The band – who recently reunited and is currently on tour – drew many to relive 2004’s They’re Only Chasing Safety, released through Tooth & Nail Records.

Lead singer Spencer Chamberlain paved the way for audience members to mimic his screams. Often, he would yell into the mic and pace back and forth onstage. His movements were so certain that this, this moment, this was the revival for Underoath.

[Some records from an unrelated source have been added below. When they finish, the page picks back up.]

PR #1348, opened 2025-02-28
chore: move autogenerated api protobuf mdfiles to mdbook

samlaf:

Closes EGDA-821.

Updated the protobuf generation script to generate the protobuf md files in the mdbook src dir instead of in ./api/docs.
Added `make mdbook-serve` command to generate a preview of the mdbook.
Book currently looks like:
image

Might want to group together the v1 and v2 files...? I'm just not sure what to do with common.md since v2 also uses some of those msgs afaiu.

## Checks

- Testing Strategy
   - [ ] Unit tests
   - [ ] Integration tests


jianoaix (approved):
Can we add a simple documentation (maybe README) on what to run/update when one changes the `.proto` files?

samlaf:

While Juliette Lewis and The Licks and Andrew W.K. brought out a set of rockers who just wanted to let loose, head bang, and throw their middle fingers in the air, Rob Zombie attracted a crowd of heavy metalheads who didn’t dare to take their eyes off of him. His followers are completely devoted to him, especially as the stage catered to Zombie’s style that marries horror and his sick, twisted sense of humor.
-Amanda Tugade

While Riot Fest may have evolved in its 11 year’s of existence, at its core it is still a punk rock festival. You don’t name your festival after a core punk belief for nothing. And on Sunday, the lineup seemed to be the festival getting back to its roots. Swingin’ Utters, The Falcon, The Wonder Years, Tiger Army, Me First and the Gimme Gimmes, and Bad Religion had all played the festival in some fashion over its 11-year history. Some veteran punk bands put on stellar sets, but it was some first-timers that may have inexplicably sold the show.

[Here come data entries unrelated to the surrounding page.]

PR #1350, opened 2025-03-03
reservation period index

hopeyen:

Proposed fix for https://linear.app/eigenlabs/issue/EGDA-994/eda2-08-%5Bmedium%5D-changes-in-reservation-period-interval-a%EF%AC%80ects-current

I didn't like any of the proposed fixes by the audit. The approach I'm taking here is to change reservation period index to the start of the reservation period timestamp, by getting the nearest lower multiple of the period interval from the payment header timestamp. I've described my reasonings in the linear ticket

## Checks

- Testing Strategy
   - [ ] Unit tests
   - [ ] Integration tests


core/meterer/meterer.go
```diff
@@ -147,9 +147,10 @@ func (m *Meterer) ValidateReservationPeriod(reservation *core.ReservedPayment, r
 	reservationWindow := m.ChainPaymentState.GetReservationWindow()
 	currentReservationPeriod := GetReservationPeriod(receivedAt.Unix(), reservationWindow)
 	// Valid reservation periodes are either the current bin or the previous bin
```
ian-shim, line 149: nit: typo `periodes`

core/meterer/meterer.go
```diff
@@ -147,9 +147,10 @@ func (m *Meterer) ValidateReservationPeriod(reservation *core.ReservedPayment, r
...
-	isCurrentOrPreviousPeriod := requestReservationPeriod == currentReservationPeriod || requestReservationPeriod == (currentReservationPeriod-1)
+	isCurrentOrPreviousPeriod := requestReservationPeriod == currentReservationPeriod || requestReservationPeriod == (currentReservationPeriod-reservationWindow)
```
ian-shim, line 150: should this be 
```
isCurrentOrPreviousPeriod := (currentReservationPeriod-reservationWindow) <=  requestReservationPeriod && requestReservationPeriod < currentReservationPeriod
```
?

hopeyen: hmm, could you please explain why you think so?
The check here is to make sure the request's reservation period is either the current one or the previous one. I think the check you proposed is for the request's reservation period to be the previous reservation window or even older?

ian-shim: If `reservationWindow` changed after `requestReservationPeriod` was calculated, would the periods (start times) align? 
Could `requestReservationPeriod` be calculated using one `reservationWindow` and `currentReservationPeriod` be calculated using a different `reservationWindow`?

hopeyen: Whether the periods would align depends on the window change, if timestamp is 6 and window changed from 2 to 3, then the period start time wouldn't align. This means meterer will be using a fresh bucket, and I think that's reasonable when a `reservationWindow` change go through

The second question is a good point! I've committed changes that read reservationWindow only once throughout a reservation metering so only 1 window will be used

ian-shim (approved):
I think ci should pass if you rebase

If you were to engineer a prototypical Riot Fest band, chances are you would end up with Leftöver Crack. The New York-based punk stalwarts have been described in some different ways throughout their illustrious career; skacore, crust punk, punk metal…the subgenres are endless. For a band that had been inactive for a long time and discusses police brutality, the group could draw a crowd. Their setlist was a non-stop thrash session equal parts punk, heavy metal, and even a little bit of ska thrown in, with lead singer Scott Sturgeon aka Stza Crack vocals being so piercing they could cut through the crowd. And a special shout out should be given to Kate Coysh, who vocal performance may have given Stza a run for his money.

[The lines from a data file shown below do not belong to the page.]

PR #1351, opened 2025-03-03
Fix how relay/validators compute hashes.

cody-littley:

Fix how relays & validators hash various messages for blazar release.

### DIFF
--- a/api/hashing/node_hashing.go
+++ b/api/hashing/node_hashing.go
@@ -1,6 +1,7 @@
 package hashing
 
 import (
+	"fmt"
 	"hash"
 
 	commonv1 "github.com/Layr-Labs/eigenda/api/grpc/common"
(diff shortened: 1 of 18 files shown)


api/proto/relay/relay.proto
```diff
@@ -42,15 +42,19 @@ message GetChunksRequest {
   // All integers are encoded as unsigned 4 byte big endian values.
   //
   // Perform a keccak256 hash on the following data in the following order:
+  // 1. the length of the operator ID in bytes
```
litt3, line 45: Numbering is off: duplicate `1.`s, and the sublists each have duplicate `ii.`s

litt3 (approved):

api/proto/relay/relay.proto
cody-littley: fixed

litt3: Nope, looks like there are still two `1.` entries

api/hashing/node_hashing.go
```diff
@@ -12,49 +13,109 @@ import (
...
+func hashBlobCertificate(hasher hash.Hash, blobCertificate *common.BlobCertificate) error {
+	err := hashBlobHeader(hasher, blobCertificate.GetBlobHeader())
+	if err != nil {
+		return fmt.Errorf("failed to hash blob header: %w", err)
+	}
+	err = hashByteArray(hasher, blobCertificate.GetSignature())
+	if err != nil {
+		return fmt.Errorf("failed to hash signature: %w", err)
 	}
+	err = hashUint32Array(hasher, blobCertificate.GetRelayKeys())
```
ian-shim, line 47: do we need to hash the length of the relay keys too?

api/hashing/relay_hashing.go
```diff
@@ -1,38 +1,49 @@
...
-			hasher.Write(iByte)
-			hasher.Write(getByIndex.BlobKey)
-			for _, index := range getByIndex.ChunkIndices {
-				hashUint32(hasher, index)
+			hashChar(hasher, 'i')
+			err = hashByteArray(hasher, getByIndex.BlobKey)
+			if err != nil {
+				return nil, fmt.Errorf("failed to hash blob key: %w", err)
+			}
+			err = hashUint32Array(hasher, getByIndex.ChunkIndices)
```
ian-shim, line 32: here as well?

api/hashing/node_hashing.go
cody-littley: `hashUint32Array()` includes a hash of the length.

```
// hashUint32Array hashes the given uint32 array.
func hashUint32Array(hasher hash.Hash, values []uint32) error {
	if len(values) > math.MaxUint32 {
		return fmt.Errorf("uint32 array is too long: %d", len(values))
	}

	err := hashLength(hasher, values)
	if err != nil {
		return fmt.Errorf("failed to hash length: %w", err)
	}
	for _, value := range values {
		hashUint32(hasher, value)
	}

	return nil
}
```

While much of Sunday’s attention was reserved for the Misfits – blink and chances you would have seen someone rocking a Misfits skull t-shirt – their headline spot may have been taken by the and that went on before them. Don’t get me wrong, seeing Glenn, Jerry, and Doyle back together reaffirmed that my three Misfits albums I owned in high school were not a wasted investment, however, something about their set was a bit underwhelming. It may have been high expectations or Glenn Danzig’s odd bodysuit; the horror punks were a bit upstaged by by the band that went on before them, the Deftones. The group, led by the transfixing performance by lead singer Chino Moreno, had an eclectic setlist that contained new bangers from their recent album Gore and some classics from the group.

Sunday capped off a whirlwind of a weekend, with punks both old and new finding sets that were perfect to their sensibilities.